Without any change, set down every record below.

[[ Given data open ]]

PR #1061, opened 2019-03-02
format: Fix compilation with -fno-exceptions

alexpana:
Including `<format>` with `-fno-exceptions` results in compile errors:

    [...]/format:184:5: error: cannot use 'throw' with exceptions disabled


vitaut:
Thanks for the PR, but `<format>` is there for testing the paper wording, not for general use.

alexpana:
What is "paper wording"?

vitaut:
ISO C++ standard wording for https://wg21.link/p0645.

PR #1068, opened 2019-03-06
Declare the size of RESET_COLOR.

mwinterb:
This is so that the format with a text_tyle will compile even if
header-only mode isn't enabled. Addresses #1063.


mwinterb:
The existing tests in format-impl-test were enough to detect if RESET_COLOR was ever over-allocated, so I didn't add an explicit test covering that.

DanielaE:
Great! This passes the test-suite on VS2019.RC as well:
fmt head deec2d8

vitaut:
Merged, thanks!

Issue #1073, opened 2019-03-08
Relicense {fmt} to make it more friendly for standard library vendors


vitaut:
According to Billy O'Neal, the standard library vendors (including libstdc++) all can't look at BSD-licensed code. To fix this we need to drop all requirements on binary redistribution, e.g. introduce a clause similar to "LLVM Exceptions to the Apache 2.0 License":

> As an exception, if, as a result of your compiling your source code, portions
of this Software are embedded into an Object form of such source code, you
may redistribute such embedded portions in such Object form without complying
with the conditions of Sections 4(a), 4(b) and 4(d) of the License.

> In addition, if you combine or link compiled forms of this Software with
software that is licensed under the GPLv2 ("Combined Software") and if a
court of competent jurisdiction determines that the patent provision (Section
3), the indemnity provision (Section 9) or other Section of the License
conflicts with the conditions of the GPLv2, you may retroactively and
prospectively choose to deem waived or otherwise exclude such Section(s) of
the License, but only in their entirety and only with respect to the Combined
Software.

See also http://llvm.org/foundation/relicensing/

Also might be a good time to introduce CLA: https://github.com/cla-assistant/cla-assistant

 List of current library contributors from blame: 

* [x] Victor Zverovich (vitaut)
* [x] Ivan Shynkarenka (chronoxor): https://github.com/fmtlib/fmt/pull/1075#issuecomment-471654313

[[ Given data closed ]]

* **Reply to the task**:
PR #1061, opened 2019-03-02
format: Fix compilation with -fno-exceptions

alexpana:
Including `<format>` with `-fno-exceptions` results in compile errors:

    [...]/format:184:5: error: cannot use 'throw' with exceptions disabled


vitaut:
Thanks for the PR, but `<format>` is there for testing the paper wording, not for general use.

alexpana:
What is "paper wording"?

vitaut:
ISO C++ standard wording for https://wg21.link/p0645.

PR #1068, opened 2019-03-06
Declare the size of RESET_COLOR.

mwinterb:
This is so that the format with a text_tyle will compile even if
header-only mode isn't enabled. Addresses #1063.


mwinterb:
The existing tests in format-impl-test were enough to detect if RESET_COLOR was ever over-allocated, so I didn't add an explicit test covering that.

DanielaE:
Great! This passes the test-suite on VS2019.RC as well:
fmt head deec2d8

vitaut:
Merged, thanks!

Issue #1073, opened 2019-03-08
Relicense {fmt} to make it more friendly for standard library vendors


vitaut:
According to Billy O'Neal, the standard library vendors (including libstdc++) all can't look at BSD-licensed code. To fix this we need to drop all requirements on binary redistribution, e.g. introduce a clause similar to "LLVM Exceptions to the Apache 2.0 License":

> As an exception, if, as a result of your compiling your source code, portions
of this Software are embedded into an Object form of such source code, you
may redistribute such embedded portions in such Object form without complying
with the conditions of Sections 4(a), 4(b) and 4(d) of the License.

> In addition, if you combine or link compiled forms of this Software with
software that is licensed under the GPLv2 ("Combined Software") and if a
court of competent jurisdiction determines that the patent provision (Section
3), the indemnity provision (Section 9) or other Section of the License
conflicts with the conditions of the GPLv2, you may retroactively and
prospectively choose to deem waived or otherwise exclude such Section(s) of
the License, but only in their entirety and only with respect to the Combined
Software.

See also http://llvm.org/foundation/relicensing/

Also might be a good time to introduce CLA: https://github.com/cla-assistant/cla-assistant

 List of current library contributors from blame: 

* [x] Victor Zverovich (vitaut)
* [x] Ivan Shynkarenka (chronoxor): https://github.com/fmtlib/fmt/pull/1075#issuecomment-471654313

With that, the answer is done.